2) Under the covers, the initial capacity is rounded up to a power of two per Oracle tutorial.
3) Load factor should be no more than .80 to prevent excessive collisions, as noted by Tom Hawtin - tackline.
If you just accept the default values (initial capacity = 16, load factor = .75), you'll end up doubling your set in size 3 times. (Initial max size = 12, first increase makes capacity 32 and max size 24 (32 * .75), second increase makes capacity 64 and max size 48 (64 * .75), third increase makes capacity 128 and max size 96 (128 * .75).)
To get your max size closer to 50, but keep the set as small as possible, consider an initial capacity of 64 (a power of two) and a load factor of .79 or more. 64 * .79 = 50.56, so you can get all 50 states in there. Specifying 32 < initial capacity < 64 will result in initial capacity being rounded up to 64, so that's the same as specifying 64 up front. Specifying initial capacity <= 32 will result in a size increase. Using a load factor < .79 will also result in a size increase unless your initial capacity > 64.
So my recommendation is to specify initial capacity = 64 and load factor = .79.
The safe bet is go for a size that is too small.

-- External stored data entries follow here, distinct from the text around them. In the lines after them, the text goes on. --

PR #3694, opened 2020-11-16
Fixes for update-vendor.sh on OSX and zsh

avorima:
The update-vendor.sh script needed some fixes to work with zsh on OSX.

Various binaries are expected to be GNU utils, which are not installed by default on OSX. I've added suggestions to install ported binaries using homebrew if they are not found in PATH.

Skip `shopt -s lastpipe` when `$BASH` is not defined.

### DIFF
--- a/cluster-autoscaler/hack/update-vendor.sh
+++ b/cluster-autoscaler/hack/update-vendor.sh
@@ -3,7 +3,36 @@
 set -o errexit
 set -o pipefail
 set -o nounset
-shopt -s lastpipe
+if [[ -n "${BASH}" ]]; then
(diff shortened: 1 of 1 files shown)


mwielgus (approved):
/lgtm
/approve

towca:
#3702 should fix the flaky test for good, but for this PR a retest should be enough.

/ok-to-test

avorima:
Thank you @towca 

/retest

towca:
I don't think you can restart Travis this way. Could you do a `git commit --amend --no-edit`? I think this'll trigger another build.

Because resizing is ameliorated by an exponential growth algorithm (see the stackoverflow podcast from a few weeks back), going small will never cost you that much. If you have lots of sets (lucky you), then it will matter to performance if they are oversize.
Load factor is a tricky one. I suggest leaving it at the default. I understand: Below about 0.70f you are making the array too large and therefore slower. Above 0.80f and you'll start getting to many key clashes. Presumably probing algorithms will require lower load factors than bucket algorithms.
Also note that the "initial capacity" means something slightly different than it appears most people think. It refers to the number of entries in the array. To get the exact capacity for a number of elements, divide by the desired load factor (and round appropriately).
Make a good guess. There is no hard rule. If you know there's likely to be say 10-20 states, i'd start off with that number (20).
I second Zarkonnen. Your last question is the most important one. If this happens to occur in a hotspot of your application it might be worth the effort to look at it and try to optimise, otherwise CPU cycles are cheaper than burning up your own neurons.
If you were to optimize this -- and it may be appropriate to do that -- some of your decision will depend on how many duplicates you expect the array to have.
If there are very many duplicates, you will want a smaller initial
capacity. Large, sparse hash tables are bad when iterating.
If there are not expected to be very many duplicates, you will want
an initial capacity such that the entire array could fit without
resizing.
My guess is that you want the latter, but this is something worth considering if you pursue this.